Foster had more to deal with than most this offseason, with a drug charge, a weapons charge and a domestic violence charge (dismissed) bringing down a two-game suspension from the NFL to start the season. Talks with DeForest Buckner and Richard Sherman have helped him get over some of the typical sophomore issues.
“It’s very helpful,” Foster said. “I’m down on myself because of injury, but I have to maintain that the storm won’t weather for longer. These guys are uplifting me, really, and I really appreciate Sherm and D-Fo and all the players, really, just giving me that mentality and giving me that boost, saying ‘It’s OK, and thanking you for doing what you’re doing.'”
Still, the mental toll from that — especially with the support of veterans like Sherman — doesn’t seem to quite match the toll his physical problems have taken.
Ever since college, Foster has had issues with his right shoulder. He had surgery on his right rotator cuff just before the NFL Draft, a surgery multiple teams said didn’t take, according to ESPN.
His shoulders were why he was available for the 49ers with the 31st overall pick in 2017. While rehab forced him to be limited in offseason workouts to just one-on-one drills, he was ready to go for camp. The shoulder didn’t factor into the six games he missed as a rookie. He missed five games that season due to an ankle sprain, and then missed more time with a rib injury. Now, though, it seems to have resurfaced.
“He’s going through some stuff, obviously,” Saleh said. “But, it’s not going to stop him from playing. He’s a fighter. He wants to be great. It’s very, very important to him. So, whatever ailment he may have it’s not going to stop him from being on the football field. It might trigger here and there, but he’s not coming off. It’s something he’s just going to have to deal with.”
There are times, Saleh admitted, where he wants to take Foster out because of the arm, but he has not.
“I want to stay out there the whole time,” Foster said. “I listen to my coaches and trainers and whatever they decide, for me, they know what’s best.”
Saleh chalked the injury up to the violence with which Foster plays, a violence the 49ers need on a struggling defense.

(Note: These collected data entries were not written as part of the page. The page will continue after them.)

PR #229, opened 2018-11-05
update rules to match production

andrewkrug:


rules/gcp-gsuite-SAML-claims.js
```diff
@@ -0,0 +1,24 @@
+function (user, context, callback) {
```
gdestuynder: @andrewkrug is this duplicating https://github.com/mozilla-iam/auth0-deploy/blob/master/rules/SAML-test-mozilla-com-google.js ?

rules/SAML-AWS-mozillaiam-account-readonly.js
```diff
@@ -0,0 +1,52 @@
+function (user, context, callback) {
+  var CLIENT_IDS = [
```
gdestuynder: faster would be   `if (context.clientID !== '2lTZtlpqx4bslng167l1BBqTMusCAJkZ') return callback(null, user, context); // AWS Federated Access for AWS IAM`

rules/gcp-gsuite-SAML-claims.json
```diff
@@ -0,0 +1,4 @@
+{
+    "enabled": true,
+    "order": 20
```
gdestuynder: this is already taken, please use `30` f.e.

rules/gcp-gsuite-SAML-claims.js
andrewkrug: It does the same replace.  But for a different namespace / client_id.

rules/gcp-gsuite-SAML-claims.json
andrewkrug: fixed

“I think because of the way he hits and the way he plays, it’s always going to be a part of his game,” Saleh said. “He’s always going to get dinged up. But, at the same time, he’s got such a great mindset that he will fight through all of that stuff. He does want to play and he’s got a tremendous mindset. So, there will be days when he’s fresh and he’s running and hitting, but there’s some days where he’s going to hit somebody so hard that he kind of hurts himself. I don’t think it’s going to stop him. But, at the same time, I’m really not concerned with Reuben and him being an injury guy. He plays the game so hard and so violently that sometimes accidents happen. But, he’ll stand up, he’ll play the next play.”
Foster said that he’s had an MRI on the shoulder, and that “everything was good,” and just needed maintenance.
“This is something I can really play with, focus in,” Foster said. “All I’ve got to do is get my treatment. They’re really dialed in on body maintenance, really. The plays and everything, they’re going to come, but me getting healthy, getting myself healthy to do what’s best for my team, is really what I’m focusing on.”
A hanging, dead arm, though, is not exactly conducive to proper form tackling.
“I guess so,” Foster said. “You’ve got to use your shoulders for a lot of things, getting off blocks and whatever, but I’ve just got to have the right mindset of going into the game and doing what’s best for my team, really, and go hard for my team … I’m not going to let a shoulder hold me back. I’m going to rehab, listen to the coaches, listen to the trainers and see what I need to do to maintain my body and do my best for the team.”